2. The method of claim 1, wherein the extracting sentences satisfying the first preset condition from the at least one sentence comprises:
for a sentence in the at least one sentence, determining whether the sentence includes keywords in the set of keywords; if yes, further determining whether the sentence comprises characters in the character set; if the sentence includes characters in the character set, the sentence is extracted.
3. The method of claim 1, wherein the first preset condition further comprises: the length of the sentence is not more than the preset word number; and
The extracting the sentence meeting the first preset condition from the at least one sentence comprises the following steps:
for a sentence in the at least one sentence, determining whether the sentence includes keywords in the set of keywords; if yes, further determining whether the sentence comprises characters in the character set; if the sentence comprises characters in the character set, further determining whether the length of the sentence is greater than the preset word number; and if the length of the sentence is not greater than the preset word number, extracting the sentence.
4. The method of claim 1, wherein the extracting subject, predicate, and object from sentences in the set of sentences for the sentences comprises:
and regarding sentences in the sentence set as sentences to be processed, carrying out syntactic analysis and semantic role analysis on the sentences to be processed to obtain analysis results, and extracting subjects, predicates and objects from the sentences to be processed based on the analysis results.
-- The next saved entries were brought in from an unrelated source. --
PR #1561, opened 2026-09-11
fix(mcp): raise the source inventory cap the dogfood repository outgrew

wlsdks:
## Summary

The `mcp` CI lane is red on `main`. `mcp/src/integration.test.mjs` connects this
checkout as a source root and asserts the handoff receipt reads
`verified_current`; it reads `review_required` with
`topGap: source_inventory_truncated`, `nextAction: review_inventory_limit`,
`missing: []`. No declared `path:` is broken — the repository crossed the bound
its own product ships.

| commit | tracked files | |
|---|---|---|
| `6da8a9c49` (#1557) | 3995 | under |
| `fb1ca40d7` (#1558) | 4007 | over the 4000 cap — this is `origin/main` |

#1558 changed no `mcp/` path, so `scripts/classify-change.mjs` never selected
the lane that would have caught it; the next PR touching `mcp/` inherited the
red.

This raises `SOURCE_INVENTORY_MAX_FILES` from 4000 to 8000 in both probes —
`mcp/src/project-source-inspection.mjs` and `src-tauri/src/lib.rs`. They are two
implementations of one measurement (the app mints the receipt, a fresh MCP
process reproduces it), so a drift makes the fingerprints differ over an
unchanged tree and reports ontology drift that never happened. There was no test
holding them equal, so `tests/contract/source-inventory-bound.contract.test.ts`
now compares all four inventory bounds plus the prune-directory set across the
two files, and also fails when this repository's own visible-file count passes
the cap — in the `unit` lane every PR selects, not only the lane a changed path
happens to reach.

`inventory-v2` is unchanged. The version string is hashed first on both sides,
and for any repository under the old cap the resulting fingerprint is
byte-identical, so no stored receipt is invalidated. The Rust truncation test's
hardcoded `"3999.txt"` now derives from the constant instead.

Per `AGENTS.md` this is a public-contract change, so `docs/DECISIONS.md` carries
one appended record: 2026-09-12, "The dogfood repository outgrew the cap its own
product ships". It cites the 2026-08-03 record ("The new MCP handoff re-verifies
the person's source connection on its own") as standing and raises one of its
bounds only. The recorded dissent is that a bounded probe which truncates and
says so loudly is the product working, and that 8000 moves the moment of
truncation rather than its shape.

## Measurements

The 2026-08-03 falsifier is "the bounded probe noticeably delays handoff on a
normal repository", so the probe was timed directly through
`inspectProjectSource`, four runs each:

| root | files hashed | cap 4000 | cap 8000 |
|---|---|---|---|
| this repository | 4000 (truncated) / 4008 (complete) | 131–142 ms, median **138 ms** | 131–144 ms, median **138 ms** |
| synthetic 8000-file git repo | 8000 | — | 114–130 ms, median **119 ms** |

The cap is a ceiling, not a workload. Cost tracks hashed bytes — already bounded
at 32 MiB by `SOURCE_INVENTORY_MAX_HASH_BYTES` — and not the file count, which
is why a full 8000-file repository of small files probes *faster* than this one
at 4008. Handoff is not delayed.

Headroom: the repository grew 3911 → 4007 files over the last 25 commits (+96),
so 8000 is roughly a thousand commits at the current rate.

## Test plan

- `pnpm integration:mcp` — **146 passed, 0 failed** (5m 10s). The named test
  `query_ontology agent_brief — read-only known-task wire path stays below 20000
  characters` was red before the change (`+ 'review_required' - 'verified_current'`
  at `integration.test.mjs:10366`) and is green after.
- `pnpm checks:changed -- --run` — **14 passed**: `source:language`,
  `docs-vault:check`, `docs:language`, `knip`, `docs:links`,
  `build && desktop:perf`, `test:desktop:bridge`, `desktop:check`,
  `test:contracts`, `test:mcp:unit`, `playwright web-surface-smoke`,
  `tsc --noEmit`, `decisions:check`, `vault:validate`.
- `cargo test --manifest-path src-tauri/Cargo.toml` — 300 passed, 0 failed;
  all five `inspect_project_source` tests pass at the new cap in 1.64s.
- `pnpm docs-vault:build` output is staged in the same commit.
- Gate probed both ways rather than trusted green: setting the Rust constant to
  9000 turns the alignment case red (`expected '9000' to be '8000'`), and
  lowering both to 3000 turns the headroom case red (`this repository has 4008
  visible files against a cap of 3000 … expected 4008 to be less than or equal
  to 3000`). Both restored.
- `cargo fmt` was run and its output inspected: the crate carries pre-existing
  formatting drift unrelated to this change (no `cargo fmt --check` gate exists),
  so only the two intended lines are in the diff and neither is reformatted by
  `cargo fmt --check`.


wlsdks:
Rebased onto `origin/main` after #1560 landed, then published as a merge rather than a rebase: `.claude/hooks/block-unsafe-git.sh` blocks `--force-with-lease` by name, so the linear history could not be pushed from here. The rebase is kept locally on `rebase-attempt-121922dc2` and `git diff rebase-attempt-121922dc2 HEAD` is empty — the tree is byte-identical, only the history shape differs.

Both #1560's and this branch's `docs/DECISIONS.md` records survive, this one above #1560's, each with its own `**Owner**` line; git had collapsed the shared one outside the conflict markers. The generated `src/entities/docs-vault/data/*` and `public/docs-vault/**` conflicts went through `pnpm docs-vault:resolve-conflicts -- --dry-run` and then its write command, per `.claude/rules/git.md` — none were hand-resolved.

Re-verified on the rebased tree: `pnpm checks:changed -- --run` 14/14, `pnpm decisions:check` clean, the new contract test 6/6, pre-push's 10 lanes ok. The repository is now 4008 tracked files against the new 8000 cap.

5. The method of claim 4, wherein the analysis result includes first labeling information for indicating a core verb in the sentence to be processed and second labeling information for indicating a part of the core verb that is to be executed; and
The extracting subjects, predicates and objects from the sentence to be processed based on the analysis result includes:
determining whether the analysis result further comprises third labeling information for indicating the incident part of the core verb;
and if the third labeling information is included, sequentially determining the executive part indicated by the second labeling information, the core verb indicated by the first labeling information and the executive part indicated by the third labeling information as subjects, predicates and objects in the sentence to be processed, and extracting the determined subjects, predicates and objects from the sentence to be processed.
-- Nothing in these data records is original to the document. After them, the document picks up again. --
PR #1566, opened 2026-09-12
design(library): the pane ends with its content, touch floors reach hybrid pointers, and arrival takes input at once

wlsdks:
## Summary

Library slice S7 — three findings carried forward from the earlier slices, each measured before it was touched. Full numbers: `/Users/jinan/scratch/atlas-library-fixture-20260911/opus-s7/measurements.md`.

### 1. The source pane ends where its content ends

**Two of the brief's premises were wrong, and the measurement says so.** Across all three states at 1512×901 and 1040×720, every link from `library-source-summary` up to the shell carries `min-height: 0px`, `justify-content: normal` and `align-items: normal`; the pane's box height equals its content height (**657px** DOCX · **523px** XLSX · **777px** cited Markdown at both widths); the scroller is transparent and the ground below is `rgb(8, 9, 10)` on `main#library-page` — `--color-canvas`, the same ground the landing stands on. There is no min-height, no filler, no centring, and no second panel. The earlier reading of "395px of empty **panel**" was wrong about what the empty space is.

What was missing is the other end of the document. `pt-8` opened it and nothing closed it:

| viewport / state | last block bottom → scroll end | clearance |
|---|---|---|
| 1040×720, cited (793px of content in a 671px scroller) | 720 → 720 | **0px before** |
| 1040×720, cited | 688 → 720 | **32px after** |
| 1512×901, cited (content fits) | 772 → 901 | 129px, unchanged |

PIL on matched scroll-end frames from one build, the single declaration toggled in place: last ink **y=719 (0px gap) → y=687 (32px gap)** at 1040×720; unchanged at 1512×901. `cmp-scrollend-1040.png` shows the 「Open a copy」 door's bottom border sitting on the window's own edge before, and 32px of canvas under it after. `tests/e2e/scroll-end-gap.spec.ts` already holds a 24px floor for every other surface and `DocReadingPane` reserves its pill's clearance; this pane had the room only below `lg`.

The same row's `sha256` ran **2 × 16px lines → 1 line** at both widths (84 characters against a ~69-character mono line). The middle is elided rather than the tail, because the value is read to *compare* — against what a page recorded, or against `shasum` — and a comparison uses both ends; 16 characters per end, `truncate` behind it for widths no fixed length can allow for, and the whole 64-character value on the cell's `title`.

⚠️ Accepted side effect: at 1040×720 the un-cited DOCX pane now scrolls by 18px where it previously fit with 14px to spare. A document whose gutter does not fit scrolls; 14px was not a gutter.

### 2. The touch floor reaches hybrid pointers

`.atlas-touch-floor` / `-wide` moved from `@media (pointer: coarse)` to `@media (any-pointer: coarse)`. `pointer` reports the **primary** device, so a touchscreen laptop or a tablet with a trackpad answered *fine* and every floored control kept its 28/32px mouse height.

**Premise found wrong: there is no `any-pointer: coarse` emulation to write.** Measured in Chromium across three context shapes and four CDP calls (`setTouchEmulationEnabled`, `setEmitTouchEventsForMouse` in both configurations, `setDeviceMetricsOverride {mobile: false}`) — the moment touch exists at all, `pointer: coarse` **and** `any-pointer: coarse` both match and `any-pointer: fine` stops matching. No combination reports a fine primary pointer beside an attached coarse one. So:

- the **query** is gated in `tests/contract/touch-floor-layer.contract.test.ts`, asserting both directions because `pointer: coarse` is a substring of the new one and a loose check stays green on a revert;
- the **floor's reach** is gated in `tests/e2e/touch-target-contract.spec.ts` by a new **1280×900** touch case — a width no case in that file had ever measured. 6 floored controls scanned, 0 short of 44px. `primaryIsCoarse` is asserted `true` on purpose: it is the emulator's limit, so the day Chromium can separate the two, the assertion goes red rather than leaving a blind spot.

### 3. Arrival takes input at once

While a view transition runs, the captured document is **not painted** and therefore not hit-tested — `elementFromPoint` answers `html` everywhere and a press lands on nothing. Nobody had measured the hold.

| arriving at | committed | animations started | `finished` before | `finished` after |
|---|---|---|---|---|
| Agents | 43 ms | 56/60 ms | 301 ms | **261 ms** |
| MCP | 23 ms | 41/58 ms | 283 ms | **247 ms** |
| History | 20 ms | 39/36 ms | 278 ms | **206 ms** |
| **Library** | 22–24 ms | **229–239 ms** → never begins | **480–489 ms** | **214–238 ms** |

Press aimed at `library-open-vault`, wall-clock after the rail click: **+300 ms landed on `HTML` before, on the door after**; +700 ms and +1000 ms land in both. Fade length from first animation start to `finished`: **247 ms → 178 ms** against a declared 180 ms.

Two causes, both addressed. `-ua-view-transition-group-anim-root` and `-ua-view-transition-group-anim-app-nav-rail` each ran the UA's **250 ms**, outliving the crossfade `app/globals.css` declares, while animating a root box that a route change neither moves nor resizes and a rail whose snapshots are already excluded from the fade. And nothing bounded the transition against the arriving route's own first render, so the Library paid ~205 ms of its own work **and then** the whole animation; the hold is now bounded from the moment the route commits — one crossfade's worth of time later, a fade that has not begun never will, and it is skipped. The budget is read from `--motion-base` (which the browser reports as `0.18s`, not as authored) so the module and the stylesheet cannot drift.

⚠️ **Recorded consequence.** On the Library the fade's animation no longer runs; the screen becomes live at ~214 ms instead of ~480 ms. `pnpm decisions:find` finds no ledger record for the 2026-09-02 route crossfade — it lives in `src/shared/lib/route-view-transition.ts`'s own header, which now carries the measurement and this consequence.

⚠️ **Rejected attempt, recorded rather than deleted.** `:root::view-transition { pointer-events: none }` was built, measured, and **changed nothing** (`html` still owned every point; `finished` still 468–480 ms). The overlay is not what the hit test reaches.

## Test plan

`pnpm checks:changed -- --run <changed paths>` → **16/16 passed**, including 29 Playwright tests (the three specs below plus `overflow-sweep`), `pnpm exec tsc --noEmit`, `eslint --max-warnings 0`, `check:tokens`, `knip`, `docs:links`, `docs:language`, `source:language`, `test:contracts`, and `pnpm build && pnpm desktop:perf`. Pre-push ran 10 lanes, all green.

New and extended gates, each **probed** by planting the defect and watching it go red before restoring green:

- `tests/e2e/library-source-pane-end.spec.ts` (both widths) — removing `pb-8` → `마지막 블록과 창 끝 사이: 0px`; raising `HASH_ELISION_KEPT_PER_END` to 40 → `해시가 줄임 없이 통째로 들어갔다`.
- `tests/e2e/route-transition-input.spec.ts` — disarming the bound → `+300ms 에 누름이 문에 닿지 않았다 … {"dt":314,"on":"HTML"}`; restoring the group animations → `페이드 시작부터 끝까지 247ms — 선언값은 180ms`.
- `tests/contract/touch-floor-layer.contract.test.ts` — planting `@media (pointer: coarse)` → red.
- `src/shared/lib/route-view-transition.test.ts` — five cases on the bound (armed only at commit; skips a fade that never began; never cuts one already running; ignores animations that are not the transition's own; a second navigation disarms the first budget) plus the unit parse.
- `src/views/library/lib/elide-hash.test.ts` — equal ends, the 1040 budget, and every value it must leave alone.

**`/motion-verify` — real recording, taken.** Isolated visible Chrome launched by this session at (0,33) 1512×920 with its own profile (never the owner's browser, never the app instance another session holds), `screencapture -v -V 13 -R0,120,1512,833`, 3024×1666 VFR normalised to 30fps → 390 frames, four rail crossings. Adjacent-frame diff (share of pixels differing by >7/255):

| crossing | diff sequence |
|---|---|
| Library → Agents | 0.38 · 0.53 · **3.80** · 2.79 · 1.00 · 0.82 · 0.20 |
| Agents → Library | 0.36 · 0.72 · **2.57** · 1.83 · 0.45 · 0.30 · 0.21 |
| Library → Agents (2) | 0.09 · **3.57** · 2.64 · 2.06 · 0.84 · 0.07 |
| Agents → Library (2) | 0.36 · **2.70** · 2.19 · 0.77 · 0.40 · 0.14 |

Every crossing is a ramp across **4–6 frames (133–200 ms)** with no single-frame step and no repeated-frame freeze — a hard cut would put one frame at the peak with zeroes on both sides, which is the 2026-09-02 defect the crossfade exists to prevent. The phase strips (`phase-to-library.png`, `phase-to-agents.png`) show both screens ghosting together for two to three frames before the new one stands alone, so **the Library's arrival still reads as a crossfade** even though the bound skips its animation: the old and new snapshots are both painted while the fade waits, and the skip removes the ghost rather than replacing the screen. The `.mov` was deleted immediately after frame extraction.

**Installed-app frames deferred.** `/Applications/Ontology Atlas.app` is held by another session's instance (pid 64417, started 10:50 AM), which this slice may not drive. Browser proof on the static export stands in.

## Routing

- `pnpm po:route -- --evidence=observed --outcome=orient --change=rollback-cheap --boundary=truth:unchanged,transfer:unchanged,agent-write:unchanged,human-correction:unchanged` → `solo · door=two-way · risk=none · record=no · reviewers=none · next=build-and-verify`
- `pnpm design:route -- --change=layout,motion` → `directions=no · council=no · seats=none · proof=checks:changed, design-audit, motion-verify, computer-use-loop · sequence=build>proof`

No ledger record: `pnpm decisions:find` finds no record for the crossfade, the touch floor, or this pane, so there is none to cite or overturn.


wlsdks:
## Follow-up — the input assertion was measuring the runner, not the defect

`tests/e2e/route-transition-input.spec.ts:58` went red **3/3 retries** on the GitHub runner (`{"dt":327,"on":"HTML"}`) while passing locally. The presses were at a wall-clock offset from the rail click, and a fixed offset from the click measures how fast the machine renders the arriving route rather than how long the transition holds the screen: a slower runner commits the route later, so the bound starts later, and +300 ms lands legitimately inside a hold still waiting for a screen that has not arrived. The local before/after figures in the description stand — what changed is where the clock starts.

### Where it starts now, and why not at the door's first frame

Measured over four crossings with an in-page rAF watcher armed before the click:

| observation | value |
|---|---|
| `library-open-vault` first has a non-zero box | **+45 … +61 ms** after the click |
| the same door first answers `elementFromPoint` | **+240 … +258 ms** |
| distance between the two | **193 … 203 ms** |

Pressing at the door's first box would press **~150 ms inside the crossfade this design system chose** — it would have failed locally too, and it would assert the crossfade away rather than the hold that outlived it. The door belongs to the Library's own tree, so its first box cannot precede the route commit; that makes it a **lower bound on the commit**, observed in the page and therefore scaled to whatever machine is running, and the bound in `route-view-transition.ts` ends the hold one crossfade after the commit. So the presses are at **`doorBox + 180 ms + 4 frames` = 313 ms** and again 100 ms later. Click→layout and layout→hit-testable are logged as figures with nothing asserting on them.

| | layout → hit-testable | budget | verdict |
|---|---|---|---|
| fixed build, 9 local runs | 193–203 ms | 313 ms | **pass**, ~112 ms headroom |
| both fixes reverted (probe) | **515 ms** | 313 ms | **fail**, by 202 ms |

### The second case stopped being a stopwatch

It compared the fade's start to `finished` against the declared duration plus a frame. That measured 180–182 ms three times and then **199 ms** on the fourth — `finished` is a promise resolving on the main thread, so the number carries whatever else that thread was doing — while the defect measured **237–247 ms**. Two overlapping distributions is a coin toss, and the slack that would settle it (≥70 ms) is the slack that stops it failing on the defect.

It now reads the **animation list** captured at `ready`, before anything has started, and asserts no `::view-transition*` animation carries a duration longer than `--motion-base`. No clock, nothing to jitter, and exactly the thing that changed:

| | animations holding the transition |
|---|---|
| after | four × 180 ms on `old(root)`/`new(root)` — fade-in, fade-out, two plus-lighter blends |
| reverted (probe) | the same four **plus** `group(root)` 250 ms and `group(app-nav-rail)` 250 ms → **fail by name** |

An idling guard requires at least those four, so a run that sampled the wrong moment cannot pass on an empty set. The hold's own length is logged beside it (239–255 ms after the click on this machine).

### Verification

- the spec **3× locally green** before the merge and **3× again** on the merged tree;
- `pnpm checks:changed -- --run $(git diff --name-only origin/main...HEAD)` → **14/14**;
- pre-push 10 lanes green;
- two lint warnings the rewrite introduced (an unused `layout` read and the retired `SLACK_MS`) were caught by `lint-warning-ratchet.contract.test.ts` at 0 → 2 and **removed**, not absorbed into the ceiling;
- branch merged with `git merge origin/main` and with this PR's own updated tip — no force-push.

6. The method of claim 5, wherein the analysis result further comprises at least one fourth labeling information for indicating a motor guest relationship between a core verb and a word other than the core verb in the sentence to be processed; and
based on the analysis result, extracting subjects, predicates and objects from the sentence to be processed, and further comprising:
in response to determining that the analysis result does not include the third annotation information, determining target fourth annotation information meeting a second preset condition in the at least one fourth annotation information, extracting phrases from the sentence to be processed as objects based on the target fourth annotation information, sequentially taking the part of the event indicated by the second annotation information and the core verb indicated by the first annotation information as subjects and predicates in the sentence to be processed, and extracting the determined subjects, predicates and objects from the sentence to be processed.
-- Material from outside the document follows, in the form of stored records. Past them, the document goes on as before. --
PR #1584, opened 2026-09-12
fix(library): the picture fills its canvas, the fit tile moves, and every mark keeps its name

wlsdks:
## Summary

Four findings from inspection 122 on the installed `23cbf6d64` build, all on the Library home graph. Three of them are the same kind of defect: a mark or a control that says something the canvas does not.

**S1 — the picture used a third of its canvas and 「맞춤」 could not fix it.** The camera was clamped to `[0.4286, 1.6]`, and the small folders sat *against* that ceiling at every window — so the fit had nothing left to take and the tile's press was a no-op (measured: 0 changed pixels). The ceiling is now stated as **the widest mark a folder may draw — 36px, the map's own node chrome, never wider** — and `libraryZoomMax` turns it into a scale: 2.0 for an ordinary folder (was 1.6, a 28.8px page), up to 3.6 for one whose marks all sit at the band's floor. The fit tile reads `isSameView` against the fit the camera would take and takes `ChromeTile`'s disabled grammar while the picture is already framed, so no press can answer with the same pixels.

**The brief's 60–75% of the shorter axis is deliberately not taken.** On this folder that needs a camera of ≈2.4 and a **43px** page — the balloon `docs/DECISIONS.md` 2026-09-12 ("One folder is one picture") records the owner rejecting — and being window-relative it restores that record's own falsifier, *a folder whose picture changes shape or size with the window*. The fill therefore stops where the mark cap stops.

| folder | window | camera | fill W % | fill H % | tallest empty band | widest mark |
|---|---|---|---|---|---|---|
| `vault` | 1512×901 | 1.60 → **2.00** | 38.4 → **45.9** | 38.7 → **47.8** | 257 → **222** | 28.8 → **36.0** |
| `vault` | 1040×720 | 1.60 → **2.00** | 67.8 → **81.0** | 52.4 → **64.7** | 153 → **117** | 28.8 → **36.0** |
| `vault` | 1920×1080 | 1.60 → **2.00** | 27.9 → **33.4** | 31.0 → **38.2** | 357 → **321** | 28.8 → **36.0** |
| `vault-zero-answers` | 1512×901 | 1.60 → **2.00** | 39.5 → **47.3** | 32.8 → **40.4** | 281 → **251** | 28.8 → **36.0** |
| `vault-zero-answers` | 1040×720 | 1.60 → **2.00** | 69.7 → **83.5** | 44.5 → **54.7** | 176 → **147** | 28.8 → **36.0** |
| `vault-zero-answers` | 1920×1080 | 1.60 → **2.00** | 28.7 → **34.4** | 26.3 → **32.4** | 380 → **351** | 28.8 → **36.0** |
| `vault-60` | 1512×901 | 1.25 → 1.25 | 53.9 | 88.4 | 59 | 22.5 |
| `vault-60` | 1040×720 | 0.867 → 0.867 | 79.2 → **86.1** | 83.6 | 60 | 15.6 |
| `vault-60` | 1920×1080 | 1.60 → **1.62** | 52.4 → 53.0 | 91.9 → 93.0 | 45 → **40** | 28.8 → 29.2 |
| `vault-300` | all three | unchanged | unchanged | unchanged | unchanged | unchanged |

The two bigger folders fit below the old ceiling already, so only their names change; grid occupancy on the two small ones moves 0.29 → **0.42** and 0.42 → **0.71**.

**S2 — the amber "unverified citation" dot.** The cause was neither zoom nor dot size: the dot was drawn **only while `flow.pulse` held the edge** — one breath of two settle budgets as the home arrives, and never again, or while a card stands open on one of its ends. At rest, which is where the home lives, `flow` is `null` and nothing amber was painted at all; the inspection's two captures fell on either side of that single breath. And even mid-breath its resting 0.55 alpha composites to `rgb(139,105,33)`, which is not this product's warning amber. So the fix is both: every unverified citation keeps the dot **at rest**, at the line's own ink, inside half the break it sits in and floored at 3px across, and the pulse adds radius rather than brightness. Measured with PIL over the saved canvases (`R>190, 140<G<210, B<120`): `vault` at 1512 **0 → 99**, at 1040 **0 → 91**.

**S18 — one mark with no identity.** A name that loses all four of its places is now pushed onto 12 spokes × 4 steps out to 44px, slid inside the frame, tied back by a hairline leader in its own ink — and only a name that has already lost its four places pays for the search, which is skipped above 120 marks. Marks carrying a name and drawn without one: `vault` and `vault-zero-answers` **1 → 0** at all three windows; `vault-60` **6 → 1 / 2 → 0 / 1 → 0**.

**S19 — the stale legend.** Two stale sentences, not one: with a mark active the line was that mark's description ending in 「누르면 옆에 카드가 열립니다」, and with nothing active the legend ending in 「점을 누르면 그 옆에 카드가 열립니다」. Both keep every fact about the marks and the lines and swap only their **gesture clause** for 「Escape 또는 다시 누르면 닫힙니다」 (`legendCardOpen`, `describeOpen.*`). The card's amber sentence is printed from that mark's own unverified citations, which are now exactly the edges carrying a drawn dot.

`docs/DECISIONS.md` gains one record narrowing 2026-09-12 "One folder is one picture" on its own design-lead dissent, with the 43px arithmetic as the standing refusal and design-infoviz's objection (120 standing dots at 372 marks) kept.

## Test plan

- `pnpm checks:changed -- --run <16 changed paths>` — **16/16 passed**, including `pnpm build && pnpm desktop:perf`, `pnpm test:contracts`, `pnpm exec tsc --noEmit`, `pnpm test:i18n:messages`, `pnpm decisions:check`.
- `pnpm exec playwright test tests/e2e/library-graph-picture.spec.ts` — **16 passed**, four folders × three windows plus the two new interaction cases.
- Pre-push lanes: all 10 green (`contract` 275s, `unit` 110s).
- The legibility gate gains five bars, **each planted red before it was trusted**: the fit takes the camera it is allowed (`Expected: 2 · Received: 1.6` with the old ceiling), an amber pixel exists at rest (`Expected: > 0 · Received: 0` at all three windows with the pulse-only dot), no anonymous mark under 30 marks (names `source:sources/settlement-policy.md` — the exact mark S18 photographed), at most one under 120, the fit tile only offers a press that moves the picture (`Expected: disabled · Received: enabled`), and the legend answers the open card.
- Frames, unchanged fixtures: 372 marks with a card open 0.69 → 0.83ms, 992 marks 1.52 → 1.86ms — both under the 2ms budget the card record staked.
- **Rendered evidence is from the browser, not `/Applications/Ontology Atlas.app`** — the brief for this change forbids driving the installed app, so nothing here was captured from it. Canvas and window PNGs plus per-case JSON for all 12 cases, before and after, and the full write-up: `/Users/jinan/scratch/atlas-library-fixture-20260911/opus-f3/measurements.md`.
- `pnpm design:route -- --change=layout` returned `directions=no · council=no · proof=checks:changed:changed-paths, design-audit:affected-state, computer-use-loop:affected-state`; the loop was run in Chromium at 1512×901, 1040×720 and 1920×1080.


wlsdks:
---

## Follow-up commit: the third lever, measured then refused

The camera is against its ceiling, so the remaining way to make a small folder's picture bigger is to grow the **world** — the picture grows, the marks do not. Built and measured over the same 4 fixtures × 3 windows; refused on its own numbers, with the refusal turned into a gate bar.

**Not the springs.** `CITES_REST` was cut 52 → 28 in G2 because at 52 *"a page and the six files it was written from occupied as much of the picture as three unrelated pages did: the hub and its satellites read as a constellation of equals rather than as one thing"* — measured on a folder of exactly the size S1 is about. A rest length is a claim about meaning and may not be spent on fill.

**So the candidate was the gap between unrelated groups** (`ORPHAN_RING_GAP`, the packing gutter), scaled by mark count alone and never by the window, so `vault-60` and `vault-300` measure byte-identical.

| gap × | `vault` fill at 1512 | 6×4 occupancy at 1512 | tallest band | group spread | camera / widest mark at **1040** |
|---|---|---|---|---|---|
| 1.00 (shipped) | 45.9% × 47.8% | **0.417** | 222 | 0.698 | 2.00 / **36.0px** |
| 1.15 | 47.8% × 49.8% | 0.375 | 214 | 0.712 | 2.00 / 36.0px |
| 1.28 (the cap) | 49.5% × 51.5% | 0.375 | 207 | 0.720 | 2.00 / 36.0px |
| 1.55 | **59.8%** × 51.4% | 0.375 | 207 | 0.751 | **1.74 / 31.4px** |

1. **60% arrives only at 1.55, and costs one folder two sizes.** There the 1040×720 canvas (616×590, inner 488×462 after the fit's padding) can no longer hold the picture at the ceiling: the camera drops to 1.74 and the same twelve marks are **31.4px on one window and 36px on another** — the G1 observation verbatim (*"26.1px at 1040 and 34.0 at 1920"*). The arithmetic is not close: 60% of the 1512 canvas is 653px of picture and the 1040 canvas has 488px to give.
2. **Below that, every step buys bounding box while losing occupancy.** The 6×4 grid the packing record improved (0.54 → 0.83) reads 0.417 today and 0.375 at every stretch — the extra area is air between groups, not picture. The statistic in the complaint improves while the better one gets worse: the fill objective G2 deleted, re-entering through a gap.

Kept instead: **a folder of 30 marks or fewer draws its widest mark at exactly `LIBRARY_MAX_MARK_PX` at every window** — the bar that makes this refusal enforceable and is the whole of what an absolute ceiling was for. Probed red with the 1.55 build: 1512 green at 36.0px, 1040 red at `Received: 31.36648174841914`. The numbers and the reasoning also sit in `library-force-simulation.ts` beside the gutter, so the next pass does not re-run the experiment.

7. The method of claim 1, wherein the selecting a triplet from the triplet set as a target triplet comprises:
obtaining a target classification model, wherein the target classification model is a trained classification model for predicting whether the relationship among subjects, predicates and objects in a triplet is correct;
selecting, based on the target classification model, a triplet from the triplet set, the relationship between the included subject, predicate and object being correct, constituting a first triplet set;
and selecting a triplet from the first triplet set as a target triplet.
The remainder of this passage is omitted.